I should be able to get on and just say, so the school shooting. And we should all say, oh, yeah, last week. I’ll bet you there was a good number of people that were like, there was a school shooting last week? There was another deadly school shooting that happened last week, and it happened in Kentucky. Now, imagine, you’re a parent. And you’re either a policeman, and so you hear about it. Or you’re a reporter and you hear about it. And you rush to the school because you’re trying to cover it.
But also, you’re a parent. And you’ve got a kid in that school.
So you’re trying to do your job. And you’re freaking out about your kid. And is my kid safe? Is my kid safe? Is my kid safe? This was the problem with the editor of the Marshall County Daily online.
Tuesday morning, shots are fired. First, they think that it was in the shop. I think it was in the shop class. They heard the shots and thought it was just some banging on some metal. Then they realized after a few shots that it was actual gunfire.
So the word goes out. The police are dispatched. She’s a member of the press. She runs out.
She’s freaking out about her child.
And then she finds out that it is her son that is the shooter.
This is such a tragic story. I mean, for everybody involved.
15-year-old Gabe Parker, he’s accused of pulling out a handgun and then fatally shooting two classmates, wounding 14 other people. It was just before the class was supposed to begin.
Everybody who said they knew him — said, he was a really good kid. A nice kid. He was a sophomore. Played the trombone in the band. He was shy.
He would go fishing with his grandparents. They said that his grandma was his best friend.
One of the sophomores with him said, I was in the same math class with him. He was a really good kid. But he was quiet. Kept to himself.
Nobody knew, even mom standing outside. Nobody knew he had issues in school.
He was well-liked, everybody thought.
One of — or some of his friends started telling one reporter that he was — and they — they said snappy. He was snappy when he came back from Christmas break.
And he started talking about violence and how he wanted to join the Mafia. We don’t know yet what this kid’s story is. But he was definitely trying to shoot — he was definitely trying to shoot to kill. He shot two students right in the head.
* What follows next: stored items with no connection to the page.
PR #625, opened 2024-06-17
[15.0][IMP] stock_barcodes: Reset lot fields if no lot found.Better play sounds

sergio-teruel:
cc @Tecnativa 

ping @carlosdauden @chienandalu

PR #627, opened 2024-07-03
[15.0][IMP] stock_barcodes: Add pending move with difference between demand and reserved

carlosdauden:
@Tecnativa TT49738


carlosdauden:
Added to #625

PR #629, opened 2024-07-09
[16.0][ADD] product_packaging_barcode_constraint_per_company

kevinkhao:


product_packaging_barcode_constraint_per_company/models/product_product.py
```diff
@@ -0,0 +1,18 @@
...
+from odoo import api, models
+
+
+class ProductProduct(models.Model):
+
+    _inherit = "product.product"
+
+    @api.model
+    def _search(self, domain, *args, **kwargs):
+        company_ids = self._context.get("search_only_in_pkg_company")
```
rousseldenis:
```suggestion
        company_ids = self.env.context.get("search_only_in_pkg_company")
```

product_packaging_barcode_constraint_per_company/tests/test_constraints.py
```diff
@@ -0,0 +1,70 @@
...
+        return self.env["product.packaging"].create(
+            {
+                "name": "test pkg",
+                "product_id": product.id,
+                "barcode": BARCODE_CONSTANT,
+                "company_id": company_id,
+            }
+        )
+
+    def setUp(self):
```
rousseldenis: Could you switch to class method ?

rousseldenis (changes requested):
Code review. Seems great. Some remarks

product_packaging_barcode_constraint_per_company/tests/test_constraints.py
kevinkhao: > Could you switch to class method ?

Thank you for feedback. Done

PR #630, opened 2024-07-25
[15.0][IMP] stock_barcodes_gs1_secondary_unit: Set todo secondary qty from move…

carlosdauden:
… when all qty is available and only one move line.
If the conditions are not satisfied, the quantity is calculated on the basis of the conversion factor.

@Tecnativa TT50148
ping @sergio-teruel @chienandalu


sergio-teruel (approved):

pedrobaeza (approved):
/ocabot merge patch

Is that a shooter game? That is desensitized to that or at least made it so he’s really good at that. Not blaming it on the game. I don’t know what happened.
I do know that mom and dad were divorced. Dad apparently had a short fuse. Had a restraining order at one point.
But he’s charged now as a juvenile with two counts of murder, 12 counts of assault. They’re — he’s in jail now. And this week, they are going to try to move that he is tried as an adult.
Tomorrow, I want to talk to you a little bit about — about this a little bit more in-depth. In a conversation that my son and I had last night. And, you know, I hate to judge what normal is anymore. Because I don’t know what normal is anymore. I know what normal was for me is not normal anymore. Give my kids a normal childhood. How? What is a normal childhood? The one that I was raised in, or the one that my grandparents were raised in, or the one that’s happening now? We’ll talk a little bit about that, on tomorrow’s broadcast.